◆ **DESCRIPTION OF THE TASK**: Copy the lines below exactly. Start at the first and finish with the line containing "solidiquis: +1 for".

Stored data
★ ★ ★ ★ ★
PR #150, opened 2024-12-09
python(feat): Add offline installation archives for various platforms

kevin-sift:
### Context
Some users wish to install `sift-stack-py` without access to pypi. 

### Description
This PR adds a new workflow `python_build.yaml` that builds offline installation archives (wheels for each dependency) that target all supported python versions and various platforms (linux, mac, windows) and architectures (e.g. x86_64/arm64).

Users will be able to install `sift-py-stack` by running `pip install sift-py-stack --no-index --find-links {path/to/offline-installation-archive}`. 

### Verification

Ran `python_release.yaml` workflow which calls the new `python_build.yaml` on a dev tag and successfully created a release

https://github.com/sift-stack/sift/actions/runs/12273019715

image

Manually downloaded and inspected archives as well as installing locally on my mac.

### DIFF
--- a/.github/workflows/python_build.yaml
+++ b/.github/workflows/python_build.yaml
@@ -49,6 +49,8 @@ jobs:
             arch: amd64
             runner: windows-latest
         python-version: ${{fromJson(needs.get-python-versions.outputs.python-versions)}}
+    outputs:
+      platforms: ${{ toJson(matrix.config) }}
 
     steps:
       - uses: actions/checkout@v4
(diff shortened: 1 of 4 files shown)


.github/workflows/python_build.yaml
```diff
@@ -0,0 +1,214 @@
+name: Offline Installation Archive
+
+on:
+  workflow_dispatch:
+  pull_request:
```
kevin-sift, line 5: Remove this now that it works. We may want to trigger this on release (completion of python_release workflow)

solidiquis: +1 for triggering this on release.

solidiquis: If we trigger on release should we make this a `workflow_call` rather than a workflow dispatch? That way we use https://github.com/sift-stack/sift/blob/main/.github/workflows/python_ci.yaml upstream and do all the last minute sanity checks before committing to building

python/pyproject.toml
```diff
@@ -1,6 +1,6 @@
 [project]
 name = "sift_stack_py"
-version = "0.3.0-rc.6"
+version = "0.3.0-rc.7"
```
solidiquis, line 3: Is there a reason we're bumping this?

solidiquis (changes requested):

.github/workflows/python_build.yaml
```diff
@@ -0,0 +1,211 @@
+name: Offline Installation Archive
+
+on:
+  workflow_dispatch:
```
kevin-sift, line 4: on workflow dispatch we should run ci first, if called no need

.github/workflows/python_build.yaml
```diff
@@ -0,0 +1,211 @@
...
+          python scripts/build_utils.py \
+            --dist-dir dist \
+            --package-name sift-stack-py \
+            ${{ matrix.platform.os == 'windows' && '--is-windows' || '' }}
+
+      - name: Create distribution archive
+        working-directory: python
+        shell: bash
+        run: |
+          if [ "${{ matrix.platform.os }}" = "windows" ]; then
```
kevin-sift, line 158: lets make tar balls instead of zips, we can publish both in the final merged artifacts

python/pyproject.toml
kevin-sift: I reverted

solidiquis (approved):
LGTM

PR #153, opened 2024-12-13
rust(feat): http2 keepalive

solidiquis:
## Changes

- In the same vein as this PR https://github.com/sift-stack/sift/pull/152, we want to enable keep-alive by default since this is a pretty esoteric setting that most users aren't aware about and thus face timeouts as a result of. A common area of timeout is downloading large amounts of data across a long time range from the data API. This PR enables keep-alive by default with documentation instructing folks on how to provide their own custom settings if they need it.
- This PR also adds a custom client-side user-agent for tracking library usage + helps with debugging.
- Re-exports protobuf-generated code in the top-level crate to prevent long import paths for users.

We will also take the Rust client library out of release candidate once this is merged.


rust/src/grpc/mod.rs
```diff
@@ -15,13 +16,27 @@ use interceptor::AuthInterceptor;
...
 pub fn use_sift_channel(channel_config: SiftChannelConfig) -> Result<SiftChannel> {
     let SiftChannelConfig { uri, apikey } = channel_config;
 
+    let crate_name = env!("CARGO_PKG_NAME");
+    let crate_version = env!("CARGO_PKG_VERSION");
+    let user_agent = format!("{crate_name}/{crate_version}");
+
     let channel = Endpoint::from_shared(uri)
+        .map(|conn| {
+            conn.keep_alive_while_idle(true)
```
niliayu, line 34: Do we eventually want to allow users to pass in their own keepalive config similar to how it's set up on the python side?

solidiquis: I will err on the side of no, for the time being because I don't think it's something the vast majority of users will want to think about on their own - they just want something that works well out of the box. Ultimately if they want to get really granular with their keepalive settings they are the ability to create their own custom grpc channel and use that instead

niliayu: Sounds good!

niliayu (approved):
lgtm!

PR #154, opened 2024-12-13
python(refactor): Update examples to use RuleService and deprecate namespaces

niliayu:
This PR:
- Deprecates `namespaces`, `SubExpression`, and `RuleChannelReferences`
- Updates ingestion examples to use `RuleService` to create rules (the new preferred workflow) instead of `TelemetryConfig`
- Removes the `asset_agnostic_rules` example since the asset agnostic approach is now the preferred/default (and is equivalent to the ingestion examples now)
- Updates `.env-example` doc links to point to the new documentation


python/lib/sift_py/rule/config.py
```diff
@@ -245,6 +187,26 @@ def from_str(cls, val: str) -> Optional["RuleActionKind"]:
         return None
 
 
+class RuleActionAnnotationKind(Enum):
```
niliayu, line 190: FYI on this one -- I originally had moved this due to it creating a circular dependency, then after re-arranging things on this PR it was circular again... so I moved it back, and things seem to work fine now.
★ ★ ★ ★ ★
◆ **SOLUTION TO THIS TASK**:
PR #150, opened 2024-12-09
python(feat): Add offline installation archives for various platforms

kevin-sift:
### Context
Some users wish to install `sift-stack-py` without access to pypi. 

### Description
This PR adds a new workflow `python_build.yaml` that builds offline installation archives (wheels for each dependency) that target all supported python versions and various platforms (linux, mac, windows) and architectures (e.g. x86_64/arm64).

Users will be able to install `sift-py-stack` by running `pip install sift-py-stack --no-index --find-links {path/to/offline-installation-archive}`. 

### Verification

Ran `python_release.yaml` workflow which calls the new `python_build.yaml` on a dev tag and successfully created a release

https://github.com/sift-stack/sift/actions/runs/12273019715

image

Manually downloaded and inspected archives as well as installing locally on my mac.

### DIFF
--- a/.github/workflows/python_build.yaml
+++ b/.github/workflows/python_build.yaml
@@ -49,6 +49,8 @@ jobs:
             arch: amd64
             runner: windows-latest
         python-version: ${{fromJson(needs.get-python-versions.outputs.python-versions)}}
+    outputs:
+      platforms: ${{ toJson(matrix.config) }}
 
     steps:
       - uses: actions/checkout@v4
(diff shortened: 1 of 4 files shown)


.github/workflows/python_build.yaml
```diff
@@ -0,0 +1,214 @@
+name: Offline Installation Archive
+
+on:
+  workflow_dispatch:
+  pull_request:
```
kevin-sift, line 5: Remove this now that it works. We may want to trigger this on release (completion of python_release workflow)

solidiquis: +1 for triggering this on release.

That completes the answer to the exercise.